Global climate change could threaten the most important terrestrial subsistence resource in the circumpolar north-- reindeer and caribou.

Related Articles


To assess the effects of climate change on reindeer and caribou and the communities that depend on them, the University of Alaska Fairbanks (UAF) Institute of Arctic Biology (IAB) and Environment Canada’s Canadian Wildlife Service are hosting a workshop in Vancouver, British Columbia, Canada, Oct. 31 and Nov. 1, to launch the CircumArctic Rangifer Monitoring and Assessment network (CARMA).

“The goal of the CARMA network is to bring the right people together to see how we can collectively monitor the relationship between humans and Rangifer” said Gary Kofinas, CARMA organizer and professor of policy and management at IAB.
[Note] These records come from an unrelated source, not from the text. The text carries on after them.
PR #815, opened 2016-05-06
add STAT for ps.py

chenhanxiao:
Add STAT to display  the  state of a process.

Signed-off-by: Chen Hanxiao chenhanxiao@gmail.com

### DIFF
--- a/scripts/ps.py
+++ b/scripts/ps.py
@@ -17,17 +17,37 @@ import time
 
 import psutil
 
+PROC_STATUSES_RAW = {
+    psutil.STATUS_RUNNING: "R",
+    psutil.STATUS_SLEEPING: "S",
+    psutil.STATUS_DISK_SLEEP: "D",
+    psutil.STATUS_STOPPED: "T",
+    psutil.STATUS_TRACING_STOP: "t",
+    psutil.STATUS_ZOMBIE: "Z",
+    psutil.STATUS_DEAD: "X",
+    psutil.STATUS_WAKING: "WA",
+    psutil.STATUS_IDLE: "I",
+    psutil.STATUS_LOCKED: "L",
+    psutil.STATUS_WAITING: "W",
+}
+
+if hasattr(psutil, 'STATUS_WAKE_KILL'):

“Everyone is observing unprecedented changes in the Arctic such as an overall increase in temperature, changes in the variability of weather, changes effecting hunters’ access to animals because of changes in snowpack and timing of snowpack,” Kofinas said.

“This international network of government agencies, resource managers and users, community representatives and university researchers will work together to monitor the health of Rangifer populations in response to the significant climate and environmental changes occurring in the North,” said Don Russell, CARMA organizer and Environment Canada’s Manager of Circumpolar Global Change Program.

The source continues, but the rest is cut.